Jews exemplify counterculture, author says

Jews are different, critical, subversive. Jews themselves help spur anti-Semitism. And Jews won't disappear.

These aren't the thoughts of a Jew-hater. They are the words of Rabbi Arthur Hertzberg, one of America's elder Jewish statesmen.

"We've been very busy for the past 200 years saying that the Jew is really not different, so that the anti-Semite shouldn't hate us," he said in a phone interview last week from his New Jersey home.

"I'm saying: `Of course, we're different. We're a critical people. We are a people with ideas of our own.' Of course, we're disliked for that."

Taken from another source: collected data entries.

PR #1639, opened 2021-06-12
Fix case insensitive match on non ASCII data in SQLite

Qluxzz:
The current implementation for SQLite used the LOWER function for transforming the string, which according to SQLite's documentation only works for ASCII characters
> The lower(X) function returns a copy of string X with all ASCII characters converted to lower case. The default built-in lower() function works for ASCII characters only. To do case conversions on non-ASCII characters, load the ICU extension. 

https://sqlite.org/lang_corefunc.html#lower

I replaced the query with `COLLATE NOCASE`:

> NOCASE - Similar to binary, except that it uses sqlite3_strnicmp() for the comparison. Hence the 26 upper case characters of ASCII are folded to their lower case equivalents before the comparison is performed. Note that only ASCII characters are case folded. SQLite does not attempt to do full UTF case folding due to the size of the tables required. Also note that any U+0000 characters in the string are considered string terminators for comparison purposes.

https://sqlite.org/datatype3.html#collating_sequences

### DIFF
--- a/dialect/sql/builder.go
+++ b/dialect/sql/builder.go
@@ -1386,14 +1386,21 @@ func (p *Predicate) EqualFold(col, sub string) *Predicate {
 			// We assume the CHARACTER SET is configured to utf8mb4,
 			// because this how it is defined in dialect/sql/schema.
 			b.Ident(col).WriteString(" COLLATE utf8mb4_general_ci = ")
+			b.Arg(sub)
 		case dialect.Postgres:
 			b.Ident(col).WriteString(" ILIKE ")
-		default: // SQLite.
+			b.Arg(sub)
+		case dialect.SQLite:
+			b.Ident(col)
+			b.WriteOp(OpEQ)
+			b.Arg(sub)
+			b.WriteString(" COLLATE NOCASE ")
+		default:
 			f.Lower(col)
 			b.WriteString(f.String())
 			b.WriteOp(OpEQ)
+			b.Arg(strings.ToLower(sub))
 		}
-		b.Arg(strings.ToLower(sub))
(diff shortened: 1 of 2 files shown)


Qluxzz:
Seems like there's no easy solution for this problem. The correct solution would be to enable the ICU extension for SQLite, but as noted in the SQLite FAQ, this would cause the SQLite library to double in size https://www.sqlite.org/faq.html#q18

The SQLite driver used in Ent supports enabling the ICU extension via build tags.
https://github.com/mattn/go-sqlite3#feature--extension-list
Extension | Build Tag | Description
-- | -- | --
International Components for Unicode | sqlite_icu | This option causes the International Components for Unicode or "ICU" extension to SQLite to be added to the build

a8m:
Hey @Qluxzz and thanks for your contribution.

> Seems like there's no easy solution for this problem. The correct solution would be to enable the ICU extension for SQLite, but as noted in the SQLite FAQ, this would cause the SQLite library to double in size https://www.sqlite.org/faq.html#q18

I'm not sure I have a suggestion on how to tackle this problem atm, but if you're blocked on this, you can use this PR as a custom predicate and build your Go project with `sqlite_icu` build flag. 

Something a bit ugly, but worth thinking about is to choose the SQLite predicate based on the Go build flag.

Qluxzz:
After enabling the ICU extension it works as expected, since LOWER now works for non ASCII-characters, so I'll close this PR.

I don't know if we'd want to mention this in the documentation somewhere that you'd have to build it with the sqlite_icu flag to enable full unicode support. I know it's not really ent's concern.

Hertzberg will come to the Bay Area next week to repeat this declaration, which underscores his new book. He co-authored "Jews: The Essence and Character of a People" with Aron Hirt-Manheimer, editor of Reform Judaism magazine.

Though Hertzberg acknowledges that the book's premise is "scandalous," he feels compelled to expose a definable Jewish character. In fact, he hopes Jews will revel in this difference and see it as a reason to remain Jewish.

"I have a responsibility to speak my piece before I pack it in," the 76-year-old said bluntly.

Similarly blunt is his contention that Jews' insistence on dissent has spawned anti-Semitism.

Hatred of Jews, he said, is sparked in part by Jews' own decision to remain different, whether in their religious or political beliefs.

"Essentially in culture after culture, we represent a criticism of what is," he said.

Anti-Semitism has also arisen when Jews have tried to assimilate into the majority culture, he asserted, because they try to change or reform that culture even as they're joining it.

"Jews can be regarded as people who want something other than the encrusted tradition."

He pointed to iconoclastic European Jews such as psychoanalyst Sigmund Freud and author Franz Kafka. The same holds true for Jews in the United States, he said.

"The Norman Rockwell America is not our America."

For example, Hertzberg said, most Americans favor prayer in school. But the vast majority of Jews oppose the practice. "We know it will be Christian prayer; therefore we don't want it…We're subversive."

He sees the Jewish character starting all the way back with Abraham, the first Jew. Abraham could have lived a comfortable life working in his father's idol shop. Instead, he smashed his father's idols and proclaimed monotheism.

"The lasting character of the Jew is that we are the breakers of idols," Hertzberg said.

Hertzberg has spent his life thinking about Jews and their place in the world.

Born in Poland in 1921, he immigrated to Baltimore with his Chassidic family when he was 5. Hertzberg was ordained an Orthodox rabbi and went on to receive a second ordination at the Conservative movement's seminary.

He is ex-president of the American Jewish Congress and former vice president of the World Jewish Congress. He is the author of nine books, including "The Zionist Idea" and "Being Jewish in America."

A scholar of Jewish history and Zionism, he has taught at Oxford, the Sorbonne, Hebrew University and Dartmouth. He still leads one seminar per semester at New York University.

Not only do Jews characteristically find themselves outside the mainstream culture, Hertzberg said, but they also see themselves as a "chosen people."

"I know people will say this is chauvinism." But, he claimed, these are the same people who marvel at the fact that Jews have won one of every seven Nobel prizes.

Whether others accept the concept of chosenness as God-driven, sociological or cultural is irrelevant to him, although Hertzberg himself believes that God chose "this obscure clan for some unknown reason and set them into motion to make a difference in the world."

He also sees Jews as the ultimate optimists, who have started again, tragedy after tragedy.

"We are the only people really in human history that after the volcano erupts on us and the lava burns most of us up, we still build and we rebuild," he said.

For those who worry that intermarriage and assimilation will destroy any definable Jewish character, Hertzberg offers reassurance.

"The hysterics are shallow," he said.

"Judaism has always been preserved by a passionate minority…The notion that Judaism is carried by a majority is not true."

Harking back to the Bible, he noted that only 7,000 Jews refused to bow down to foreign gods when King Ahab and Queen Jezebel ruled over a couple million Israelites in the eighth century BCE.

And in 1492, the majority of Jews became Christians when King Ferdinand and Queen Isabella ordered them to either convert or leave Spain.

"Never mind what you learned in Sunday school," the author said.

Instead of trying to draw in every Jew, Hertzberg said, Judaism should try to deepen the passion among an extra 10 percent of Jews in each generation.

In the end, Hertzberg wants the world to accept differences among all peoples.

"The future of the world isn't pretending that a Muslim is like a Croat. It's to stop thinking that because this person is different, we can kill them," he said.

"The cure to anti-Semitism is not to pretend that we are dancing to other people's tunes, that we are making ourselves over. They will never like us if we play amateur gentile or amateur black or amateur anything."